Exactly as written, return every line of the data below.

————

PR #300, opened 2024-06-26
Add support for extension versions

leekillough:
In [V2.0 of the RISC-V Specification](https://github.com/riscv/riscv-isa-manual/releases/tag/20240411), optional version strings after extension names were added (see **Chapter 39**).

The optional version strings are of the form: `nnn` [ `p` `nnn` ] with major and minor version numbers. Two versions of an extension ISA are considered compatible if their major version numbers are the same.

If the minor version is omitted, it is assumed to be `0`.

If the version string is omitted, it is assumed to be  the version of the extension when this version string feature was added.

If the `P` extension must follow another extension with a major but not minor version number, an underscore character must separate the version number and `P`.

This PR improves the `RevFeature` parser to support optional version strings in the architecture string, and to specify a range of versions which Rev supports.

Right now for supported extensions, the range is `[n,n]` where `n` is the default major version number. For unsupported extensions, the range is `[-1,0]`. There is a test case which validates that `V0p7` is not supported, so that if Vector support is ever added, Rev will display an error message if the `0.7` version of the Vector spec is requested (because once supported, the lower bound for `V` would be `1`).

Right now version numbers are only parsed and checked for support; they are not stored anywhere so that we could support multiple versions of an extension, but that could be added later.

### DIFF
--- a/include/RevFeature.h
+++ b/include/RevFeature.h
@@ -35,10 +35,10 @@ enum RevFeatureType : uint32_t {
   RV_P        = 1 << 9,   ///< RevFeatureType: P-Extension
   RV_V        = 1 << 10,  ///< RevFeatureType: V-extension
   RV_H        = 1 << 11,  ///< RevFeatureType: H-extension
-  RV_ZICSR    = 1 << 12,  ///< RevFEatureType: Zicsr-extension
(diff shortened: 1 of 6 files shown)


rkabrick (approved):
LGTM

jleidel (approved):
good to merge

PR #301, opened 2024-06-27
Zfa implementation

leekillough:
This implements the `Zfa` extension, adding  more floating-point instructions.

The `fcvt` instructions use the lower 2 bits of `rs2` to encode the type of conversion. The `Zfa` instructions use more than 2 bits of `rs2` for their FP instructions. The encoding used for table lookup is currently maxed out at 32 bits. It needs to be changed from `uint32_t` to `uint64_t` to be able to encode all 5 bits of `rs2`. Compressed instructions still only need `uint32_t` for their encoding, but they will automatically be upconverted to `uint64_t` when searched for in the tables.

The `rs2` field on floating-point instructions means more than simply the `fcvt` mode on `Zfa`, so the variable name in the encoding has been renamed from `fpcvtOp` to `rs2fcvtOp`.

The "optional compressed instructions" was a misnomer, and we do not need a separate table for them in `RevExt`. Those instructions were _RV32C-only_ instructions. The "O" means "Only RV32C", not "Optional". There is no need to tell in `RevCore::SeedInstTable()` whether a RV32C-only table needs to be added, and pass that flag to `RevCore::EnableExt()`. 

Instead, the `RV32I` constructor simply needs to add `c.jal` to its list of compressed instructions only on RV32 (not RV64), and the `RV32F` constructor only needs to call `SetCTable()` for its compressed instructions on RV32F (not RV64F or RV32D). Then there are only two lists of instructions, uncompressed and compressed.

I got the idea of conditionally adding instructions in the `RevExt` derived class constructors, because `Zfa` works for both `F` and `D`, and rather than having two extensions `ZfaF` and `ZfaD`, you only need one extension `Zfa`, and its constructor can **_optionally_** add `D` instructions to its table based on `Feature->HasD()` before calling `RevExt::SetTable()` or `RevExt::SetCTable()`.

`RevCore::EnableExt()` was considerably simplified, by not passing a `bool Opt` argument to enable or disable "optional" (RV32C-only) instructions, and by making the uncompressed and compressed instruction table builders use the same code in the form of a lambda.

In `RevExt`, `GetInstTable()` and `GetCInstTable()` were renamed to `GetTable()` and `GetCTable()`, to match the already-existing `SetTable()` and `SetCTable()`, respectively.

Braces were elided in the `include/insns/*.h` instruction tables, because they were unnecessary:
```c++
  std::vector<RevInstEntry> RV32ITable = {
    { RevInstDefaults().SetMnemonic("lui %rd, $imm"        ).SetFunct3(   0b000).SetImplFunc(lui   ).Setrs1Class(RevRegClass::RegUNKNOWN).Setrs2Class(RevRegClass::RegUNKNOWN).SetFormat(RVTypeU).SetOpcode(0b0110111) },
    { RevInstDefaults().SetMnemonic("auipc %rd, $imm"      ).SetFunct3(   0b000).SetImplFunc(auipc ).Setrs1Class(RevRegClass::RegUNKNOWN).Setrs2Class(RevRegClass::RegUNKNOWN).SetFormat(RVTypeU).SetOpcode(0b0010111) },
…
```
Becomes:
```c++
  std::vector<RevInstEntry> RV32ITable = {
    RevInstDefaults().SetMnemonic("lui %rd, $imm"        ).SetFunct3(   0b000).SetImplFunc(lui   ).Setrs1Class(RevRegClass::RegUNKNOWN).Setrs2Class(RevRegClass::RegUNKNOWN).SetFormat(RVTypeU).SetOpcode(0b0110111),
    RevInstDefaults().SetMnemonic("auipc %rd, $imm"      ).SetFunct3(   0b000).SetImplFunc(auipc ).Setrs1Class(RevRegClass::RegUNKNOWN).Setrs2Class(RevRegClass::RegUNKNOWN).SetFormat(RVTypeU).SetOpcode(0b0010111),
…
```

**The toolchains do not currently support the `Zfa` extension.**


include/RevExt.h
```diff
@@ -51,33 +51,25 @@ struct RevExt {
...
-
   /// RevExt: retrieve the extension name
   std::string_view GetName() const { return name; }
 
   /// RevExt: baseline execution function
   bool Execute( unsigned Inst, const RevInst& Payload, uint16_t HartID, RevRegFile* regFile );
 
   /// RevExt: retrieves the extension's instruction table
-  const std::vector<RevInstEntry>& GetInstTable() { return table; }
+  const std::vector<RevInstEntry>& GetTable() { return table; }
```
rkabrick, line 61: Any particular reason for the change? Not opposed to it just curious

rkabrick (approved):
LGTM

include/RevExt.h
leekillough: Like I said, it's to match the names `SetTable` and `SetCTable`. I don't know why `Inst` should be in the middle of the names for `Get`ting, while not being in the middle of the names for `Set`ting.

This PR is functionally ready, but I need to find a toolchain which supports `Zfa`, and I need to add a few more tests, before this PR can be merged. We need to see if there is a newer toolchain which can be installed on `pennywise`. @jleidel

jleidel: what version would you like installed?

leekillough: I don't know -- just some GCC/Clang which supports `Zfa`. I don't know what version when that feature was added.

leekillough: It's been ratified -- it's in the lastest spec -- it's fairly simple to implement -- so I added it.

————

• FINISHED TASK:
PR #300, opened 2024-06-26
Add support for extension versions

leekillough:
In [V2.0 of the RISC-V Specification](https://github.com/riscv/riscv-isa-manual/releases/tag/20240411), optional version strings after extension names were added (see **Chapter 39**).

The optional version strings are of the form: `nnn` [ `p` `nnn` ] with major and minor version numbers. Two versions of an extension ISA are considered compatible if their major version numbers are the same.

If the minor version is omitted, it is assumed to be `0`.

If the version string is omitted, it is assumed to be  the version of the extension when this version string feature was added.

If the `P` extension must follow another extension with a major but not minor version number, an underscore character must separate the version number and `P`.

This PR improves the `RevFeature` parser to support optional version strings in the architecture string, and to specify a range of versions which Rev supports.

Right now for supported extensions, the range is `[n,n]` where `n` is the default major version number. For unsupported extensions, the range is `[-1,0]`. There is a test case which validates that `V0p7` is not supported, so that if Vector support is ever added, Rev will display an error message if the `0.7` version of the Vector spec is requested (because once supported, the lower bound for `V` would be `1`).

Right now version numbers are only parsed and checked for support; they are not stored anywhere so that we could support multiple versions of an extension, but that could be added later.

### DIFF
--- a/include/RevFeature.h
+++ b/include/RevFeature.h
@@ -35,10 +35,10 @@ enum RevFeatureType : uint32_t {
   RV_P        = 1 << 9,   ///< RevFeatureType: P-Extension
   RV_V        = 1 << 10,  ///< RevFeatureType: V-extension
   RV_H        = 1 << 11,  ///< RevFeatureType: H-extension
-  RV_ZICSR    = 1 << 12,  ///< RevFEatureType: Zicsr-extension
(diff shortened: 1 of 6 files shown)


rkabrick (approved):
LGTM

jleidel (approved):
good to merge

PR #301, opened 2024-06-27
Zfa implementation

leekillough:
This implements the `Zfa` extension, adding  more floating-point instructions.

The `fcvt` instructions use the lower 2 bits of `rs2` to encode the type of conversion. The `Zfa` instructions use more than 2 bits of `rs2` for their FP instructions. The encoding used for table lookup is currently maxed out at 32 bits. It needs to be changed from `uint32_t` to `uint64_t` to be able to encode all 5 bits of `rs2`. Compressed instructions still only need `uint32_t` for their encoding, but they will automatically be upconverted to `uint64_t` when searched for in the tables.

The `rs2` field on floating-point instructions means more than simply the `fcvt` mode on `Zfa`, so the variable name in the encoding has been renamed from `fpcvtOp` to `rs2fcvtOp`.

The "optional compressed instructions" was a misnomer, and we do not need a separate table for them in `RevExt`. Those instructions were _RV32C-only_ instructions. The "O" means "Only RV32C", not "Optional". There is no need to tell in `RevCore::SeedInstTable()` whether a RV32C-only table needs to be added, and pass that flag to `RevCore::EnableExt()`. 

Instead, the `RV32I` constructor simply needs to add `c.jal` to its list of compressed instructions only on RV32 (not RV64), and the `RV32F` constructor only needs to call `SetCTable()` for its compressed instructions on RV32F (not RV64F or RV32D). Then there are only two lists of instructions, uncompressed and compressed.

I got the idea of conditionally adding instructions in the `RevExt` derived class constructors, because `Zfa` works for both `F` and `D`, and rather than having two extensions `ZfaF` and `ZfaD`, you only need one extension `Zfa`, and its constructor can **_optionally_** add `D` instructions to its table based on `Feature->HasD()` before calling `RevExt::SetTable()` or `RevExt::SetCTable()`.

`RevCore::EnableExt()` was considerably simplified, by not passing a `bool Opt` argument to enable or disable "optional" (RV32C-only) instructions, and by making the uncompressed and compressed instruction table builders use the same code in the form of a lambda.

In `RevExt`, `GetInstTable()` and `GetCInstTable()` were renamed to `GetTable()` and `GetCTable()`, to match the already-existing `SetTable()` and `SetCTable()`, respectively.

Braces were elided in the `include/insns/*.h` instruction tables, because they were unnecessary:
```c++
  std::vector<RevInstEntry> RV32ITable = {
    { RevInstDefaults().SetMnemonic("lui %rd, $imm"        ).SetFunct3(   0b000).SetImplFunc(lui   ).Setrs1Class(RevRegClass::RegUNKNOWN).Setrs2Class(RevRegClass::RegUNKNOWN).SetFormat(RVTypeU).SetOpcode(0b0110111) },
    { RevInstDefaults().SetMnemonic("auipc %rd, $imm"      ).SetFunct3(   0b000).SetImplFunc(auipc ).Setrs1Class(RevRegClass::RegUNKNOWN).Setrs2Class(RevRegClass::RegUNKNOWN).SetFormat(RVTypeU).SetOpcode(0b0010111) },
…
```
Becomes:
```c++
  std::vector<RevInstEntry> RV32ITable = {
    RevInstDefaults().SetMnemonic("lui %rd, $imm"        ).SetFunct3(   0b000).SetImplFunc(lui   ).Setrs1Class(RevRegClass::RegUNKNOWN).Setrs2Class(RevRegClass::RegUNKNOWN).SetFormat(RVTypeU).SetOpcode(0b0110111),
    RevInstDefaults().SetMnemonic("auipc %rd, $imm"      ).SetFunct3(   0b000).SetImplFunc(auipc ).Setrs1Class(RevRegClass::RegUNKNOWN).Setrs2Class(RevRegClass::RegUNKNOWN).SetFormat(RVTypeU).SetOpcode(0b0010111),
…
```

**The toolchains do not currently support the `Zfa` extension.**


include/RevExt.h
```diff
@@ -51,33 +51,25 @@ struct RevExt {
...
-
   /// RevExt: retrieve the extension name
   std::string_view GetName() const { return name; }
 
   /// RevExt: baseline execution function
   bool Execute( unsigned Inst, const RevInst& Payload, uint16_t HartID, RevRegFile* regFile );
 
   /// RevExt: retrieves the extension's instruction table
-  const std::vector<RevInstEntry>& GetInstTable() { return table; }
+  const std::vector<RevInstEntry>& GetTable() { return table; }
```
rkabrick, line 61: Any particular reason for the change? Not opposed to it just curious

rkabrick (approved):
LGTM

include/RevExt.h
leekillough: Like I said, it's to match the names `SetTable` and `SetCTable`. I don't know why `Inst` should be in the middle of the names for `Get`ting, while not being in the middle of the names for `Set`ting.

This PR is functionally ready, but I need to find a toolchain which supports `Zfa`, and I need to add a few more tests, before this PR can be merged. We need to see if there is a newer toolchain which can be installed on `pennywise`. @jleidel

jleidel: what version would you like installed?

leekillough: I don't know -- just some GCC/Clang which supports `Zfa`. I don't know what version when that feature was added.

leekillough: It's been ratified -- it's in the lastest spec -- it's fairly simple to implement -- so I added it.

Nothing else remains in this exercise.